Writing Therapy: A Release of Beauty




I believe one foundational way to work through things in life is through writing your story and experiences, even if it’s just fragments at a time.


You are living, breathing history.


Writing is also a form of moving emotions through the body. It is a process of putting a name to your feelings and experiences and moving those emotions through your body and on to paper- or screen.


I’ve found that one of the best ways to process emotions through writing is by using sensory awareness. This is just using all of your senses, then combining them with short poetic phrases. It doesn’t have to rhyme in any way or follow any sort of structure. I say poetic because there is something so beautiful about poetry. Sometimes when we are remembering, it’s easier to write in shorthand as poetry tends to be. This is an opportunity to take unpleasant experiences and alchemize them into something of beauty.


When deep emotions rise, taking the time to write everything you are feeling in detail is powerful and profoundly freeing. Scanning your body for physiological responses or emotions that surface & addressing them can bring clarity to your experience.

It is an act of self-compassion to honor your experiences, frustrations, trauma, joy, & everything in-between.
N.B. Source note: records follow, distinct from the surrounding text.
PR #3036, opened 2022-04-11
Add gtk2dialog symlink

peabee:
/rootfs-packages/jwm_config/usr/local/jwm_config/tray
now unconditionally uses gtk2dialog - see #2965
this change ensures gtk2dialog is present in a build - as a link to gtkdialog if necessary

### DIFF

I like to just pull out my phone and start writing in my note app when I’m experiencing a rush of emotions. I run down the list of the five senses and describe in short, descriptive phrases exactly what I’m experiencing. So I go through the list of taste, smell, sight, sound, and touch. I find that when I am extremely frustrated or angry I get a sweet taste in my mouth and my hearing gets very muffled. Words connected with memories connected with senses are powerful. Writing helps give your feelings the honor they deserve.


Your feelings and emotions are so valid. Keeping them bottled up tells our bodies that they are not worthy of being expressed. This trapped emotion again can have physiological effects on our bodies. Somatic healing and movement are what we use to draw out those stagnant emotions, and writing is a part of the healing process.
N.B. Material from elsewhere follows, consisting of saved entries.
PR #3040, opened 2022-04-18
Revert "Make petbuilds.sh compatible with BUILD_DEVX=no"

01micko:
Reverts puppylinux-woof-CE/woof-CE#3035

Don't just merge stuff!


dimkr:
See #3041, it cleans up the mess and protects builds covered by CI against breakage, while allowing @peabee to abuse this feature.

PR #3041, opened 2022-04-18
Fix bad indentation in petbuilds.sh and fail CI if affected by #3035

dimkr:


peabee:
@01micko has reverted #3035
as it made build (arm, debian, bullseye-veyron-speedy, 5.4.x-veyron-speedy) fail
although I can't see why....... as BUILD_DEVX=yes......

This seems to be a replacement for #3035 - thanks.

peabee (approved):
Seems to do what I wanted - thanks.

01micko (approved):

The freshest memories equal the most realistically portrayed poems and feelings, but there’s also merit to writing after you’ve internally processed as well.


There are two times to process emotions through writing- in the midst of whatever intense emotion you are feeling or after when the feelings have simmered a bit. Both are equally helpful.


Sometimes if I am experiencing something like a bout of criticism or extreme frustration, I like to just pull out my phone and start writing in my note app. I run down the list of the five senses and describe in short, descriptive phrases exactly what I’m experiencing.


Each stanza comes alive as we merge words with senses. Words connected with memories connected with senses are shockingly powerful. I’m such a huge advocate for physically writing down your feelings. It engages several senses at once subconsciously. Seeing the words written on a page, touching a pen to the paper, giving your feelings the honor they deserve. To draw them out from the far reaches of your mind and give them a home on a page.


If I have more time to write, I often listen to instrumental music. The Deep Focus or Dreamy Vibes playlist on Spotify are two of my favorites. It totally depends on your mood though, and what type of emotions you are processing. Writing in the style of the Psalms is also so therapeutic. Sometimes we are in a mindset where we need to praise and other times we are in a place of crying out and lament. Write from the heart no matter how it looks.


Pinpointing the root of our trauma is often the exact place we need to start.


It can be a seemingly dreaded task to dig up all of our old wounds. However, when we deal with them they are resolved once and for all. Writing is one of the most therapeutic things we can do and helps to release pent up emotions and thoughts. There are times when I really just do not want to write, but once a habit is formed and I can clearly see the progress being made within my own mind, it does get easier.


Moving forward and learning how to establish good habits as they pertain to emotions and processing is the goal. If we process emotions as they come, there is a lot less backtracking. Our senses are powerful and as we become more in tune with them, the more exciting and present life becomes.


We are often-times so afraid to feel, and with good reason. Being afraid to feel though will not keep our emotions from coming. Stifling them only keeps them locked away, sure to resurface at some point. If we feel through our negative, sad, hard emotions that won’t mean we will never feel them again, but we will develop emotional maturity and be able to handle far more than we ever thought possible.


I used to be fearful that someone would see my writings and be critical, shocked, or that I would just let too much of myself be seen. If this is the case for you, this shorthand, poetic way of releasing your thoughts and emotions is the perfect solution. This preserves some of your privacy, but you are still getting issues off of your heart.


There is such a release when we work through and process emotions and events in more than one way. Then when you get to the place where you are able to share a piece of your story willingly with at least one person you trust, you allow them to be a witness to your heart & to come alongside you.


Your light then illuminates the way for the next person to write & share their own story.